(Stored data entries)
╔══
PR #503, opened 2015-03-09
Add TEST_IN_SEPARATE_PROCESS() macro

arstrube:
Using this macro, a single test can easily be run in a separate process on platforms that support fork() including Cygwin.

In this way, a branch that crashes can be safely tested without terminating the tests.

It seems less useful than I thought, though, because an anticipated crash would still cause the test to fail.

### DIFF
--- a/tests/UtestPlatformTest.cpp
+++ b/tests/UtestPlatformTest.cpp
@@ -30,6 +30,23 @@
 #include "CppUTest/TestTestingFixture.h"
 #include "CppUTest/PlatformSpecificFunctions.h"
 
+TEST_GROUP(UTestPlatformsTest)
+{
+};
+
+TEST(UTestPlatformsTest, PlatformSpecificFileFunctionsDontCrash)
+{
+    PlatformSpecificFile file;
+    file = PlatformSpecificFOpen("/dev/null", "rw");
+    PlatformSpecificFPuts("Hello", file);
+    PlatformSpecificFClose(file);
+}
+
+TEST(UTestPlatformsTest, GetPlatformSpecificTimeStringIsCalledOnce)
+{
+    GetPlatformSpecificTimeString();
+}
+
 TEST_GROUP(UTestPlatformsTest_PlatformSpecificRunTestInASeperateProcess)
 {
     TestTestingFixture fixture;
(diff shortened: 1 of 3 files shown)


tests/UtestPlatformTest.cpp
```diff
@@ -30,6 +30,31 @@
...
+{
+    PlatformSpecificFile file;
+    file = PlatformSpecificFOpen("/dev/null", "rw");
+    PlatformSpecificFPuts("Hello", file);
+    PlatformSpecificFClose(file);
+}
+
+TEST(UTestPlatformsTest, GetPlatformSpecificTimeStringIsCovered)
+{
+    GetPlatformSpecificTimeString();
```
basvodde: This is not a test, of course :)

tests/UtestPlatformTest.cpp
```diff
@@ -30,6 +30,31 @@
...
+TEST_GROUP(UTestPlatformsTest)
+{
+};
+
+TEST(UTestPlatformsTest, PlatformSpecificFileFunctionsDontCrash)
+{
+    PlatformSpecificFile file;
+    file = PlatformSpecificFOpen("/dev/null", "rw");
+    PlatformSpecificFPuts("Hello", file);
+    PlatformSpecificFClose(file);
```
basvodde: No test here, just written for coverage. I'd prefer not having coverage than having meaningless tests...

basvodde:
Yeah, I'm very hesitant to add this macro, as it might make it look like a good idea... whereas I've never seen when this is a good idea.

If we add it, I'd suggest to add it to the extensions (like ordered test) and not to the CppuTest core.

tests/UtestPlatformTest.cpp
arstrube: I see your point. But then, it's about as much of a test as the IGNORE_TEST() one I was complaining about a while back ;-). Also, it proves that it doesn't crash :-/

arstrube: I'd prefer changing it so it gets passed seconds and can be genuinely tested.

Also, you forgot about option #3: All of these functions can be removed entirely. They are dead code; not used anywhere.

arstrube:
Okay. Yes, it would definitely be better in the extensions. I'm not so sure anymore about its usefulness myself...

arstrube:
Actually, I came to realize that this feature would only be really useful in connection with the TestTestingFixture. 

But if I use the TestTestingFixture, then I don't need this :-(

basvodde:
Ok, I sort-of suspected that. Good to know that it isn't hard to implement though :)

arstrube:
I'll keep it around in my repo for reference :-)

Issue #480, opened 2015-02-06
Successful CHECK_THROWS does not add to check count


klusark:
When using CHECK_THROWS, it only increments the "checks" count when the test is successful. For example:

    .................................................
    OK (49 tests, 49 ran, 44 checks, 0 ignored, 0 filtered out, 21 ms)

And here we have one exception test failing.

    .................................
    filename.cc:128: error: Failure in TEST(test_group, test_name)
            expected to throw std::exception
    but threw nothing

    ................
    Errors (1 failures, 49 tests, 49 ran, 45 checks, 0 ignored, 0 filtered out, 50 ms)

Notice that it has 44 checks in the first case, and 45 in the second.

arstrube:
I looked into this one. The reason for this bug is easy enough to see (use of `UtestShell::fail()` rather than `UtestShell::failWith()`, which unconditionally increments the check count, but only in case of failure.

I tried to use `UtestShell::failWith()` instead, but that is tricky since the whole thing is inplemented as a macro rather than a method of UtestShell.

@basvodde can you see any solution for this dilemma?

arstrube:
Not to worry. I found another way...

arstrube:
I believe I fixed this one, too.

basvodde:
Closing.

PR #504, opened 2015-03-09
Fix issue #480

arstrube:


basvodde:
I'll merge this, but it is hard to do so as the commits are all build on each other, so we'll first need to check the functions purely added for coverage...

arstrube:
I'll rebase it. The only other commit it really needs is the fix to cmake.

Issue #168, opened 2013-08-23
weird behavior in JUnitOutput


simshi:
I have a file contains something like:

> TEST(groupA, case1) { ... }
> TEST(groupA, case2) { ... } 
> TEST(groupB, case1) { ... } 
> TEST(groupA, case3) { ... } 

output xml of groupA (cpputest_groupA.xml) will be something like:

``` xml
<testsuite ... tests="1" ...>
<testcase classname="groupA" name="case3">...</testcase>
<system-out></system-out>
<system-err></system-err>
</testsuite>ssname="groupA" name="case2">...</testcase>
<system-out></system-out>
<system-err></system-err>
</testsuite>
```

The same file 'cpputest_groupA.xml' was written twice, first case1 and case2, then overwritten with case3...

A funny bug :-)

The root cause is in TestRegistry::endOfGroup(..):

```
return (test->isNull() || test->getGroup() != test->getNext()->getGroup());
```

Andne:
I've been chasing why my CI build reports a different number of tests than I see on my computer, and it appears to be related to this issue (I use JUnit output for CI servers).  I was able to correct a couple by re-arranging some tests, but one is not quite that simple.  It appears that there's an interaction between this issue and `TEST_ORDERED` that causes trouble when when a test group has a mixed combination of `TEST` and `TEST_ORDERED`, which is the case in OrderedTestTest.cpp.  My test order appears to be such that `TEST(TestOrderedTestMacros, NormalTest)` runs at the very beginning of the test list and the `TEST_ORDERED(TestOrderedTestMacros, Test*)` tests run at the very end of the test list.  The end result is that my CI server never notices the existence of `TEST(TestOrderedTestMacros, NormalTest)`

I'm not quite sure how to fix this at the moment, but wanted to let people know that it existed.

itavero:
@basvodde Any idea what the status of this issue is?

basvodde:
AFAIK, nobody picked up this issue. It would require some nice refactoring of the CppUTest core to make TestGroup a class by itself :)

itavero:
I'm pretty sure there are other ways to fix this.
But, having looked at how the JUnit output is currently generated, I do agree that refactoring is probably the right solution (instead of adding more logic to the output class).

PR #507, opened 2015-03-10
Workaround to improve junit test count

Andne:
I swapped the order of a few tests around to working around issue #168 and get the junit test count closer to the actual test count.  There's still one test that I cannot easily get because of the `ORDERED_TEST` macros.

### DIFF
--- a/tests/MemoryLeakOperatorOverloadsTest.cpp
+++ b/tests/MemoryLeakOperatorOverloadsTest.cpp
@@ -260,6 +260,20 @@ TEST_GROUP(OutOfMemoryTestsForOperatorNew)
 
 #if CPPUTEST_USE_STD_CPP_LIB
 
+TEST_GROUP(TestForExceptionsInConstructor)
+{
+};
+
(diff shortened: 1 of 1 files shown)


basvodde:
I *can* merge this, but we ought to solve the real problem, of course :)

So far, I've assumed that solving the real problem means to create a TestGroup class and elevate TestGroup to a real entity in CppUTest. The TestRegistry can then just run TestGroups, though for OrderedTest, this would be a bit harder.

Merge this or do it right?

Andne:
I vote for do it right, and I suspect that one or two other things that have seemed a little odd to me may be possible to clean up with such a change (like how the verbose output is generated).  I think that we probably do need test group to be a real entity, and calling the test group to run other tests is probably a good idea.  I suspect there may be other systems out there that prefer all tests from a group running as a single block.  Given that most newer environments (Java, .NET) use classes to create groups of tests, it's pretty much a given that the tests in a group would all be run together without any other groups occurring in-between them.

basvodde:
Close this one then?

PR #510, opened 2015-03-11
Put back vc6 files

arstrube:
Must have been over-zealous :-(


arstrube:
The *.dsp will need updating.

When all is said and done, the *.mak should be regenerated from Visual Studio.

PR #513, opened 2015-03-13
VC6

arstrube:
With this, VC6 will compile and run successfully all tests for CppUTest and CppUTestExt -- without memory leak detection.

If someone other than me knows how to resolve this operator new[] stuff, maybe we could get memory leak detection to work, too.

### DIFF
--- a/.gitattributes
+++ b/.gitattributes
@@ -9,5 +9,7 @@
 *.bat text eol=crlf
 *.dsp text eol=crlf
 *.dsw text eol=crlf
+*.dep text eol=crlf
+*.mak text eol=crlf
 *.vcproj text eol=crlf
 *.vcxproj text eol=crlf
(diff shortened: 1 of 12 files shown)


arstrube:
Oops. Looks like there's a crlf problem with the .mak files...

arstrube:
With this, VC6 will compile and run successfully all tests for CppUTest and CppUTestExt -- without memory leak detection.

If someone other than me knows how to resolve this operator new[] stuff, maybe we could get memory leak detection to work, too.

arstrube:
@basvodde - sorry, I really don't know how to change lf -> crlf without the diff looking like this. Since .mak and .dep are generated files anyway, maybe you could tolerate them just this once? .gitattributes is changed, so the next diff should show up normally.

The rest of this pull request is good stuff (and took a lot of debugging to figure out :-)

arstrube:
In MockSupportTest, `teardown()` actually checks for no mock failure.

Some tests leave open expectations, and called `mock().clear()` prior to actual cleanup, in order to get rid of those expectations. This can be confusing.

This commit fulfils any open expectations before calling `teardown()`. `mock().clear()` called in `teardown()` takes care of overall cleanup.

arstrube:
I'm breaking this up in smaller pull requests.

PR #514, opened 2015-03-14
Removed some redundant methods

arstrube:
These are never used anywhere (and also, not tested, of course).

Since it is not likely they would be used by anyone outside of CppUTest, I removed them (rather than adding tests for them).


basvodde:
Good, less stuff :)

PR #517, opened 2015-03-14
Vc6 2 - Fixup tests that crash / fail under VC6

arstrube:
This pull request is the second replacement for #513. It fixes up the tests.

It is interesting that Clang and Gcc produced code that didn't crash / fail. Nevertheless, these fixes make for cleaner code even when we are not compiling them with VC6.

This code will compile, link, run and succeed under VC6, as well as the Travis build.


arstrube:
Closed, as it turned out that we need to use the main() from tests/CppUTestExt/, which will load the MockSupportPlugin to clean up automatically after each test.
╚══
◆ What needs to be done
Print the first line of the records above and each line after it, exactly, through the line with "In this way, a".

◆ The answer
PR #503, opened 2015-03-09
Add TEST_IN_SEPARATE_PROCESS() macro

arstrube:
Using this macro, a single test can easily be run in a separate process on platforms that support fork() including Cygwin.

In this way, a branch that crashes can be safely tested without terminating the tests.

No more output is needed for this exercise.